I don't think you're copying, but I think you're imitating (there's a difference). There is one way you can beat us all, though:

Prove us wrong. Make something cool, and innovative. Rock our minds.

-Tempest out.-


----------



## Inu268 (Jan 25, 2003)

QUOTE(Tempest Stormwind @ Jan 25 2003 said:


> QUOTE(Inuyasha268 @ Jan 25 2003 said:
> 
> 
> > good idea....i want to participate but all think my sigs are just copyes.....
> ...


you make sigs??


----------



## kutabare (Jan 25, 2003)

QUOTE(T J @ Jan 25 2003 said:


> If you agree i'll search for some good icons.


Why not MAKE the icons


----------



## JeX- (Jan 25, 2003)

QUOTE(kutabare @ Jan 25 2003 said:


> QUOTE(T J @ Jan 25 2003 said:
> 
> 
> > If you agree i'll search for some good icons.
> ...


ok, give me a few minutes i'll show you something.

-T J


----------



## D2_ (Jan 25, 2003)

would be easier if it was an avatar. icons are way too small to work with.


----------



## JeX- (Jan 25, 2003)

QUOTE(D2_ @ Jan 25 2003 said:


> would be easier if it was an avatar. icons are way too small to work with.

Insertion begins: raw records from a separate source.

PR #1902, opened 2019-01-03
Issue 1894 validate database parameter

### LINKED ISSUE #1894: sp_DatabaseRestore: validate @Database against FULL backup file
**Version of the script**
Commit from Issue 1185

Imagine one of these calls

EXEC _DBA.dbo.sp_DatabaseRestore
    @Database = 'SomeDB',
    @RestoreDatabaseName = 'SomeDB**Test**'
    @BackupPathFull = '\\blah\SomeDB**Copy**',
    @MoveFiles = 1,
   ...
 or

EXEC _DBA.dbo.sp_DatabaseRestore
    @Database = 'SomeDB',
    @BackupPathFull = '\\blah\SomeDB**Copy**',
   ...

SQL Pattern matching means we can restore SomeDBCopy because it matches SomeDB in filters like
     BackupFile LIKE N'%' + @Database + N'%'
And file moves don't work as expected because of the simple REPLACE

Fixing the LIKE/REPLACE code is possible but we can validate that the full backup files does actually match the @Database parameter.

Pick any database naming convention as above

We restore exactly 
Tested here on SQL 2012+ 2017 so assum all versions have the same issue

ShawnCrocker:
Fixes #1894 

- Validate @Database against backup file
- Add other validation
- Side effects: some reformatting so I could follow logic

How to test this code:
 - Define @Database parameter different to the database backup file

 - SQL Server 2012
 - SQL Server 2016


BrentOzar:
Ooo, man, do we really need to change the line endings? The diff looks like a hot mess, so it's tough to test.

ShawnCrocker:
It's mostly nesting of BEGIN/END blocks. I went through so i could follow the logic.

Although... my local pull had line ending changes before I re-committed.

BrentOzar:
Woohoo! Nice job, sir. Thanks!

PR #1913, opened 2019-01-04
Issue 1910

M-Ron:
Fixes # 1910.

 - Add the same SQL Server version check as in sp_BlitzCache for the @BlitzCacheSortOrder parameter.
 - If it fails the check, don't set @BlitzCacheSortOrder to 'memory grant'.

How to test this code:
 - Kinda tricky to test as you'd need an older SQL Server instance that can trigger CheckID 34.

 - SQL Server 2008
 - SQL Server 2016


BrentOzar:
Nice work!

PR #1939, opened 2019-02-04
Fixes #1938 - sp_BlitzIndex create table script modification 

### LINKED ISSUE #1938: sp_BlitzIndex - Remove tablename from index create scripts
**Version of the script**
current (7.2)

table name is included in the INDEX CREATE scripts. In server tuning Brent mentioned he would prefer if this was removed. Going to also sort out capitalization while i'm there.

RichBenner:
Fixes #1938  .

 - removed table name from create scripts
 - some capitalisation

How to test this code:
 - run blitzindex and check the 'create index' recommendations. shouldn't include tablename and should be nicely capitalized

### DIFF
--- a/sp_BlitzIndex.sql
+++ b/sp_BlitzIndex.sql
@@ -535,13 +535,13 @@ IF OBJECT_ID('tempdb..#FilteredIndexes') IS NOT NULL
                     END + CASE WHEN included_columns IS NOT NULL THEN N'INCLUDES: ' + included_columns + N' '
                         ELSE N''
                     END,
-                [create_tsql] AS N'CREATE INDEX [ix_' + table_name + N'_' 
+                [create_tsql] AS N'CREATE INDEX [IX_ 
                     + REPLACE(REPLACE(REPLACE(REPLACE(
                         ISNULL(equality_columns,N'')+ 
                         CASE WHEN equality_columns IS NOT NULL AND inequality_columns IS NOT NULL THEN N'_' ELSE N'' END
                         + ISNULL(inequality_columns,''),',','')
                         ,'[',''),']',''),' ','_') 
-                    + CASE WHEN included_columns IS NOT NULL THEN N'_includes' ELSE N'' END + N'] ON ' 
+                    + CASE WHEN included_columns IS NOT NULL THEN N'_Includes' ELSE N'' END + N'] ON ' 
                     + [statement] + N' (' + ISNULL(equality_columns,N'')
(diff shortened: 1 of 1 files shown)


RichBenner:
missed a ', i'll resubmit

tgspacelabs:
Please reinstate the TABLE NAME.  This is screwing up all my code as I use the same column names in numerous tables so when I copy the index creation script portion I have to edit each one to replace the missing table names.

BrentOzar:
@tgspacelabs why? What do you need the table name in the index name for?

tgspacelabs:
To keep them from colliding with each other:
Example:
CREATE TABLE [Test1]
    ([ID] INT NOT NULL,
     [Column1] VARCHAR(30) NOT NULL);

CREATE TABLE [Test2]
    ([ID] INT NOT NULL,
     [Column1] VARCHAR(30) NOT NULL);

CREATE NONCLUSTERED INDEX [IX_Column1] ON [dbo].[Test1]([Column1]);

--From inspecting just the index name, which table has the index for Column1?  If we had the table name as before it would be clear which table the index refers to.

Thanks,
Tony Green
Spacelabs Healthcare

BrentOzar:
What do you mean colliding? You can have two indexes with the same name. This works fine:

```
CREATE TABLE [Test1]
    ([ID] INT NOT NULL,
     [Column1] VARCHAR(30) NOT NULL);

CREATE TABLE [Test2]
    ([ID] INT NOT NULL,
     [Column1] VARCHAR(30) NOT NULL);

CREATE NONCLUSTERED INDEX [IX_Column1] ON [dbo].[Test1]([Column1]);
CREATE NONCLUSTERED INDEX [IX_Column1] ON [dbo].[Test2]([Column1]);
```

tgspacelabs:
Yes, but it’s still not clear by inspection which table the index belongs to.

Thanks,
Tony Green
Spacelabs Healthcare

BrentOzar:
On inspection of what? If you're looking at a query plan, the table's name is in front of the index. If you're looking at the create index statement, it's right there in the same line.

tgspacelabs:
If you don’t want to do this, that’s fine.  I’ll just use other tools.

BrentOzar:
No problem - if you want this, just come back and make a clear case for why you need it, and we'll go from there.

tgspacelabs:
What was the rationale for removing it in the first place?

Thanks,
Tony Green
Spacelabs Healthcare

BrentOzar:
Because when you're reviewing query plans, long index names make it hard to see what SQL Server is filtering on. If you've got a long table name, your plans look like this:

Screen Shot 2019-04-30 at 7 32 28 AM

Issue #1948, opened 2019-02-08
sp_BlitzCache - Version Check returning datasets


jeffchulg:
**Version of the script**
Look in the stored procedure, and it'll have a version date & number near the top. Put that in here. If it's not the current version (dated in the last month), then upgrade to the current version and test that before reporting a bug - we fix a lot of stuff in each new build. We'll flat out close bug reports for older builds.

2019.01.01
**What is the current behavior?**
It's not possible to only get back the VersionDate without running the actual code...

**If the current behavior is a bug, please provide the steps to reproduce.**
DECLARE @BlitzCacheVersionDate  DATETIME2;
EXEC sp_BlitzCache @SkipAnalysis = 1 , @VersionDate = @BlitzCacheVersionDate OUTPUT;

**What is the expected behavior?**
If you do following commands, you can get back the version without actually execute the whole procedure logic:
EXEC sp_Blitz @Help = 1, @VersionDate = @BlitzVersionDate OUTPUT ;
EXEC sp_BlitzFirst @Help = 1, @VersionDate = @BlitzFirstVersionDate OUTPUT;

**Which versions of SQL Server and which OS are affected by this issue? Did this work in previous versions of our procedures?**
all

BrentOzar:
Sure, if you'd like to code that, we'd welcome that as a contribution. Here's the contributing guide to get started:

https://github.com/BrentOzarULTD/SQL-Server-First-Responder-Kit/blob/dev/CONTRIBUTING.md

If you didn't intend to code it, no worries - we'll close this in a few days if you don't respond. Thanks!

BrentOzar:
Great job! Merged into dev, and it'll be in the February release along with your name in the credits. Love the idea and the execution.

PR #1949, opened 2019-02-08
Add Version Checking  for all SP

jeffchulg:
Fixes # .

 - In sp_BlitzInMemoryOLTP => changed internal variable name from @Version to @MSSQLVersion
 - In all stored procs, added @Version VARCHAR(30) as OUTPUT parameter
 - In all stored procs, added @VersionCheckMode BIT which when set to 1 ends almost directly the SP

How to test this code:
Call each SP as usual
Call each SP with @VersionCheckMode = 1
For instance:

DECLARE @BlitzCacheVersion     VARCHAR(30);
DECLARE @BlitzCacheVersionDate DATETIME2;
EXEC dbo.sp_BlitzCache @VersionCheckMode = 1, @Version = @BlitzCacheVersion OUTPUT, @VersionDate = @BlitzCacheVersionDate OUTPUT ;
SELECT @BlitzCacheVersion as BlitzCacheVersion , @BlitzCacheVersionDate as BlitzCacheVersionDate

 - SQL Server 2016

### DIFF
--- a/sp_BlitzLock.sql
+++ b/sp_BlitzLock.sql
@@ -16,7 +16,7 @@ ALTER PROCEDURE dbo.sp_BlitzLock
 	@EventSessionPath VARCHAR(256) = 'system_health*.xel', 
 	@Debug BIT = 0, 
 	@Help BIT = 0,
-	Version     VARCHAR(30) = NULL OUTPUT,
+	@Version     VARCHAR(30) = NULL OUTPUT,
 	@VersionDate DATETIME = NULL OUTPUT,
     @VersionCheckMode BIT = 0
 )
--- a/sp_BlitzLock.sql
+++ b/sp_BlitzLock.sql
@@ -16,7 +16,9 @@ ALTER PROCEDURE dbo.sp_BlitzLock
 	@EventSessionPath VARCHAR(256) = 'system_health*.xel', 
 	@Debug BIT = 0, 
 	@Help BIT = 0,
-	@VersionDate DATETIME = NULL OUTPUT
+	Version     VARCHAR(30) = NULL OUTPUT,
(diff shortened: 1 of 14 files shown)


sp_BlitzLock.sql
```diff
@@ -16,7 +16,9 @@ ALTER PROCEDURE dbo.sp_BlitzLock
 	@EventSessionPath VARCHAR(256) = 'system_health*.xel', 
 	@Debug BIT = 0, 
 	@Help BIT = 0,
-	@VersionDate DATETIME = NULL OUTPUT
+	Version     VARCHAR(30) = NULL OUTPUT,
```
BrentOzar: Thanks for the contribution, but can you test your work before doing the pull request?  Just at a glance, this won't compile. Try running all of the submissions. Thanks!

jeffchulg:
Addresses #1948

jeffchulg:
Corrected... sorry...

sp_ineachdb.sql
```diff
@@ -25,15 +25,21 @@ ALTER PROCEDURE dbo.sp_ineachdb
   @is_broker_enabled   bit = NULL,
   @user_access         nvarchar(128)  = NULL, 
   @Help                BIT = 0,
-  @VersionDate DATETIME = NULL OUTPUT
+  @Version             VARCHAR(30)    = NULL OUTPUT,
+  @VersionDate         DATETIME       = NULL OUTPUT,
+  @VersionCheckMode    BIT            = 0
```
BrentOzar: SO CLOSE! This one wasn't working because the proc requires an input parameter for cmd. It fails if you call it with VersionCheckMode only. I'm going to set the command to be a nullable input parameter after I accept your pull request. Great work overall though! Love the idea and the execution. Good job.

PR #1953, opened 2019-02-08
Update sp_BlitzCache.sql

RonMacNeil:
Complete the join between #missing_index_detail and ##bou_BlitzCacheProcs as otherwise on servers running jobs with many steps, each with missing indices, will cause #missing_index_pretty to grow exponentially, causing sp_BlitzCache to run for hours.

Fixes # .

 - SQL Server 2008
 - SQL Server 2012
 - SQL Server 2014
 - SQL Server 2016
 - SQL Server 2017


BrentOzar:
That's so awesome. Nice find, sir. I merged it into dev, and it'll be in the February release along with a credit to you. Thanks!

I was thinking of the same thing, but anyone could just get the Avatar and place as theres, so that would be no good. 

anyway I working on the icon super zoomed up, so its quite easy.

-T J


----------



## D2_ (Jan 25, 2003)

we place our names on it


----------



## JeX- (Jan 25, 2003)

QUOTE(D2_ @ Jan 25 2003 said:


> we place our names on it


----------



## D2_ (Jan 25, 2003)




----------



## Inu268 (Jan 25, 2003)

it's bigger than the max size allowed for avatars...


----------



## D2_ (Jan 25, 2003)

kivan could actually replace it with where the medals currently are. he didnt leave all that space there for nothing


----------



## Inu268 (Jan 25, 2003)

this will be cool!make for second and third place to!


----------



## D2_ (Jan 25, 2003)

that one was just an example


----------



## JeX- (Jan 25, 2003)

QUOTE(D2_ @ Jan 25 2003 said:


> that one was just an example


D2 your style is much better. 

Lets see you final design....
	

	
	
		
		

		
		
	


	




-T J


----------



## D2_ (Jan 25, 2003)

well we havent heard any official word from kivan yet, so lets wait till than.


----------



## JeX- (Jan 25, 2003)

QUOTE(D2_ @ Jan 25 2003 said:


> well we havent heard any official word from kivan yet, so lets wait till than.


ok, then

-T J


----------



## Siber (Jan 25, 2003)

this is a great Idea I am still a rookie to avatar and sigs makin 
	

	
	
		
		

		
		
	


	




 but I am up 4 it .


----------



## jEEb (Jan 25, 2003)

wow another sig comp. great  
	

	
	
		
		

		
		
	


	




 i havent improved yet but hey!


----------



## JeX- (Jan 25, 2003)

Hi ya all, 

I was thinking, since the the other sig competition we had, we could launch another one. 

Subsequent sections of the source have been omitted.